Module onnxmltools implements a subset of machine learned models for scikit-learn or lightgbm. The conversion requires the user to give a name and the input shape.

<<<

```
from onnxmltools import convert_sklearn
from onnxmltools.utils import save_model
from onnxmltools.convert.common.data_types import FloatTensorType
onnx_model = convert_sklearn(clr, 'linear regression',
[('input', FloatTensorType([1, 10]))])
save_model(onnx_model, 'lr_diabete.onnx')
```

>>>

```
The maximum opset needed by this model is only 1.
```

Let’s see what the ONNX format looks like by using module onnx.

<<<

```
import onnx
model = onnx.load('lr_diabete.onnx')
print(model)
```

The result shows one main function which is a linear regression. Every coefficient is converted by default into floats. ONNX assumes every machine learned models can be described by a set of these functions or more precisely a pipeline. It also describes the input and output.
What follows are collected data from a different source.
PR #1131, opened 2020-05-27
CT-2449 Modify rules for SAR deadline date

ymao2:
## Self-review checklist

* [X] (3) Tests passing
 
### Related JIRA tickets
https://dsdmoj.atlassian.net/secure/RapidBoard.jspa?rapidView=25&projectKey=CT&modal=detail&selectedIssue=CT-2449


app/services/deadline_calculator/calendar_month.rb
```diff
@@ -0,0 +1,39 @@
...
+    class CalendarMonth
+  
+      attr_reader :kase
+  
+      def initialize(kase)
+        @kase = kase
+      end
+  
+      def escalation_deadline
+        kase.created_at.to_date + kase.correspondence_type.escalation_time_limit.days
```
Polsonby, line 15: Probably nothing to do with your PR, but wondering why this `to_date` here but not on the other deadline fields 🤔

db/data_migrations/20200527110228_modify_sar_deadline_class.rb
```diff
@@ -0,0 +1,19 @@
+class ModifySarDeadlineClass < ActiveRecord::DataMigration
+  def up
+    CorrespondenceType.all.each do |ct|
+      if ct.abbreviation == 'SAR' || ct.abbreviation == 'OFFENDER_SAR'
+        ct.deadline_calculator_class = 'CalendarMonth'
+        ct.save!
```
Polsonby, line 6: This is fine, but you can also consider 

```suggestion
        ct.update_attribute(:deadline_calculator_class, 'CalendarMonth')
```

There are many ways to update a property in Rails and some interesting wrinkles around which ones fire callbacks and which ones fire validations. The way you're doing it will definitely 'fail fast' and throw an exception if save doesn't work, but I believe so will `update_attribute`. Anyway, just for reference - I think the one liner is tidier generally

spec/factories/correspondence_types.rb
```diff
@@ -41,8 +40,6 @@
     abbreviation { 'OFFENDER_SAR' }
     escalation_time_limit { 3 }
     internal_time_limit { 10 }
-    external_time_limit { 30 }
-    deadline_calculator_class { 'CalendarDays' }
     report_category_name { 'Offender SAR report' }
```
Polsonby, line 44: Just wondering why we don't have the `deadline_calculator_class { 'CalendarMonth' }` here like the SAR one above?

Polsonby (commented):
Looks great so far :)

spec/services/deadline_calculator/calendar_month_spec.rb
```diff
@@ -0,0 +1,117 @@
...
+                test_case = double('sar_case')
+                allow(test_case).to receive(:received_date).and_return(received_date_used)
+                deadline_calculator_local = described_class.new test_case
+                expect(deadline_calculator_local.external_deadline).to eq expected_deadline
+              end
+            end
+        end
+
+        context 'the date of one calendar month later is non working date' do
+          it 'weekend ' do
```
Polsonby, line 76: I wonder if we could add a bit more context for the descriptions, to make it clearer what the business rules are and why this class exists. 

For something like this, it's really good to run the specs with the `--documentation` flag on and make sure it generates readable sentences... This is one bit we really need the tests be our documentation :) 

Maybe a comment block in the CalendarMonth class too?

app/decorators/case_extend_sar_deadline_decorator.rb
```diff
@@ -8,4 +8,8 @@ class CaseExtendSARDeadlineDecorator < Draper::Decorator
   def allow_extension_period_selection?
     !object.deadline_extended? && object.deadline_extendable?
   end
+
+  def time_unit_string(time_period)
+    object.deadline_calculator.time_units_desc_for_deadline(time_period > 1)
```
Polsonby, line 13: We can probably use the built-in Rails pluralize helper instead of writing our own method to pluralize 'day' -> 'days'

app/models/case/sar/standard.rb
```diff
@@ -59,7 +59,11 @@ def self.searchable_fields_and_ranks
                  reply_method: :string,
                  late_team_id: :integer,
                  date_draft_compliant: :date,
-                 deadline_extended: [:boolean, default: false]
+                 # The following fields are due to the need of implementation
```
Polsonby, line 62: Not sure we need this comment?

app/models/case/sar/standard.rb
```diff
@@ -132,10 +136,11 @@ def initial_deadline
     end
   end
 
-  def extend_deadline!(new_deadline)
+  def extend_deadline!(new_deadline, new_extended_times)
     self.update!(
       external_deadline: new_deadline,
-      deadline_extended: true
+      deadline_extended: true,
+      extended_times: new_extended_times
```
Polsonby, line 143: Just wondering what type this expects? It isn't obvious to me from the variable name

app/models/case/sar/standard.rb
```diff
@@ -146,11 +151,20 @@ def reset_deadline!
     )
   end
 
-  # SARs extensions are based on calendar days not working days
+  # The deadlines are all calculated based on the date receiving the case
```
Polsonby, line 154: Wondering if this could be phrased as 
```suggestion
  # The deadlines are all calculated based on the date the case is received
```

app/models/case/sar/standard.rb
```diff
@@ -146,11 +151,20 @@ def reset_deadline!
...
   end
 
+  def extension_time_limit
+    self.correspondence_type.extension_time_limit || Settings.sar_extension_default_limit
+  end 
+
+  def extension_time_default
+    self.correspondence_type.extension_time_default || Settings.sar_extension_default_time_default
+  end 
+
```
Polsonby, line 167: Probably me, but I'm really struggling with the permutations of extension, time, default here :) potentially a bit confusing?
Is there any way we can make the purpose of these settings (and the difference between them) a bit clearer?

I think `sar_extension_default_time_default` has jumped the shark - anything that needs the word "default" in it twice needs to be split up into at least two other things, I think :)

app/models/case/sar/standard.rb
```diff
@@ -146,11 +151,20 @@ def reset_deadline!
     )
   end
 
-  # SARs extensions are based on calendar days not working days
+  # The deadlines are all calculated based on the date receiving the case
   def max_allowed_deadline_date
-    initial_deadline + Settings.sar_extension_limit.to_i.days
+    time_limit = self.correspondence_type.extension_time_limit || Settings.sar_extension_default_limit
```
Polsonby, line 156: I wonder if you could make this line into another private method called `max_time_limit` ?

app/models/correspondence_type.rb
```diff
@@ -25,13 +25,15 @@ class CorrespondenceType < ApplicationRecord
...
+                 extension_time_limit: :integer,
+                 extension_time_default:  :integer,
                  show_on_menu: [:boolean, default: true]
 
 
   enum deadline_calculator_class: {
          'BusinessDays' => 'BusinessDays',
          'CalendarDays' => 'CalendarDays',
-         'CalendarMonth' => 'CalendarMonth',
+         'CalendarMonths' => 'CalendarMonths',
```
Polsonby, line 36: I really like that this plural now matches the previous ones :)

app/services/deadline_calculator/calendar_days.rb
```diff
@@ -24,12 +24,24 @@ def external_deadline
       kase.received_date + kase.correspondence_type.external_time_limit.days
     end
 
+    def extension_deadline(time_limit)
+      kase.received_date + (time_limit + kase.correspondence_type.external_time_limit).days
+    end
+    
+    def max_allowed_deadline_date(time_limit=nil)
+      time_limit ||= (kase.correspondence_type.extension_time_limit || 0)
```
Polsonby, line 32: There's something weird about this method. At first I was looking at it thinking, can we get rid of the second, nested conditional here? But actually, I'm a bit weirded out by the fact this seems to require time_limit and yet it's an optional argument.

So we have three cases?

1. Pass in a time_limit - it just gets used
2. if time_limit omitted from the method call, default to the extension time_limit from the kase's correspondence type
3. if there's no extension_time_limit from there, use `0`

It feels like this method knows too much about other things - would it be a daft idea to think about correspondence_type.extension_time_limit always returning 0 if it's unset?

spec/support/features/interactions.rb
```diff
@@ -264,7 +264,7 @@ def extend_sar_deadline_for(kase:, num_days:, reason: 'The reason for extending'
       expected_case_history = [
         'Extended SAR deadline',
         "#{reason}",
-        " Deadline extended by #{num_days} days" # line-break character translates into a space
+        " Deadline extended by #{num_calendar_months} calendar month#{num_calendar_months > 1 ? "s" : ""}" # line-break character translates into a space
```
Polsonby, line 267: We can use pluralize here

app/services/deadline_calculator/business_days.rb
```diff
@@ -32,6 +32,21 @@ def business_unit_deadline_for_date(date)
...
+    
+    def max_allowed_deadline_date(time_limit=nil)
+      time_limit ||= (kase.correspondence_type.extension_time_limit || 0)
+      days_after_day_one = (time_limit + kase.correspondence_type.external_time_limit) - 1
+      days_after_day_one.business_days.after(start_date(kase.received_date))
+    end
+
+    def time_units_desc_for_deadline(plural=false)
+      plural ? "business days".freeze : "business day".freeze
+    end
```
Polsonby, line 48: assuming the argument is the number of days
```suggestion
    def time_units_desc_for_deadline(time_limit)
      "business #{'day'.pluralize(time_limit)}".freeze
    end
```

app/services/deadline_calculator/calendar_days.rb
```diff
@@ -24,12 +24,24 @@ def external_deadline
...
+
     def business_unit_deadline_for_date(date)
       deadline_method  = @kase.flagged? ? :internal_time_limit : :external_time_limit
       num_days = @kase.correspondence_type.__send__(deadline_method)
       date + num_days.days
     end
 
+    def time_units_desc_for_deadline(plural=false)
+      plural ? "calendar days".freeze : "calendar day".freeze
+    end
```
Polsonby, line 44: See comment about pluralize elsewhere :)

Polsonby (commented):
Great work - really nice. One or two things to think about to maximise clarity maybe?

njpreddy:
I'm happy if Ian is happy.

njpreddy (approved):

app/decorators/case_extend_sar_deadline_decorator.rb
ymao2: thank you will change to that

app/services/deadline_calculator/business_days.rb
ymao2: thank you for the suggestion!

app/models/case/sar/standard.rb
ymao2: it is integer, you can see the type from the top of "jsonb_accessor" part :)

app/models/case/sar/standard.rb
ymao2: will remove it

spec/services/deadline_calculator/calendar_month_spec.rb
ymao2: Added some documents on CalendarMonths,  will add more description here

app/models/case/sar/standard.rb
ymao2: Could do!

app/models/case/sar/standard.rb
ymao2: hmm, it must be my bad english sense,  let me rename it to "sar_extension_default_gap", it means the time-gap when you extent it every tme

app/services/deadline_calculator/calendar_days.rb
ymao2: yes what you guess is correct, if correspondence_type.extension_time_limit is unset,  I think it will return nil?

Polsonby (approved):
Brilliant, thanks for those changes :) 

Fab piece of work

## ONNX conversion with ML.net¶

ML.net is a machine learning library written in C#. It implements many learners (see ML.net Components) which can be run from C# or from the command line. Let’s first split the dataset into train and test then save it on disk.

<<<

```
from sklearn.datasets import load_diabetes
from pandas import DataFrame
from sklearn.model_selection import train_test_split
diabetes = load_diabetes()
df = DataFrame(diabetes.data, columns=[
"F%d" % i for i in range(diabetes.data.shape[1])])
df["Label"] = diabetes.target
df_train, df_test = train_test_split(df)
df_train.to_csv("diabetes_train.csv", index=False)
df_test.to_csv("diabetes_test.csv", index=False)
```

>>>

```
```

The following command line trains a model, evaluates it on the test set, saves it as a zip format and finally convert it into ONNX format.

<<<

```
chain
cmd = traintest{
data = diabetes_train.csv
test = diabetes_test.csv
loader = text{col = Label: R4: 10 col = Features: R4: 0-9 header = + sep = , }
tr = ols
out = lr_diabete_cs.zip
}
cmd = saveonnx{
in = lr_diabete_cs.zip
onnx = lr_diabete_cs.onnx
domain = ai.onnx.ml
idrop = Label
odrop = Features1
}
```

Let’s display the outcome.
Parameters *idrop* and *odrop*
defines which input and output are not necessary.

<<<

```
import onnx
model = onnx.load('lr_diabete_cs.onnx')
print(model)
```

Two different machine learning libraries produce a similar model finally described the same way. The second one includes a Scaler Transform.

## ONNX serialization¶

ONNX internally relies on :epkg`Google Protobuf` which is used here as an efficient way to serialize the data. The outcome is compact and optimized for a fast access.

## ONNX runtime¶

Once the model is described with a common language, it becomes possible to separate training and testing. The training still happens with a standard machine library, the predictions are computed on a different machine with a dedicated runtime. onnxruntime is one of them which has a python interface. The following example prints the inputs and outputs and then compute the predictions for one random example.

<<<

```
import onnxruntime as rt
import numpy
from sklearn.datasets import load_diabetes
sess = rt.InferenceSession("lr_diabete_cs.onnx")
for i in sess.get_inputs():
print('Input:', i)
for o in sess.get_outputs():
print('Output:', o)
X = load_diabetes().data
x = X[:1].astype(numpy.float32)
res = sess.run(None, {'Features': x})
for o, r in zip(sess.get_outputs(), res):
print(o, "=", r)
```

>>>

```
Input: NodeArg(name='Features', type='tensor(float)', shape=[1, 10])
Output: NodeArg(name='Features1', type='tensor(float)', shape=[1, 10])
Output: NodeArg(name='Score0', type='tensor(float)', shape=[1, 1])
NodeArg(name='Features1', type='tensor(float)', shape=[1, 10]) = [[ 0.3438729 1. 0.3617374 0.16564418 -0.28732657 -0.22337231
-0.2395467 -0.01668718 0.14901626 -0.1301223 ]]
NodeArg(name='Score0', type='tensor(float)', shape=[1, 1]) = [[210.23141]]
```

The last result is the expected one. The runtime does not depend on scikit-learn or ML.net and runs on CPU or GPU. It is implemented in C++ and is optimized for deep learning.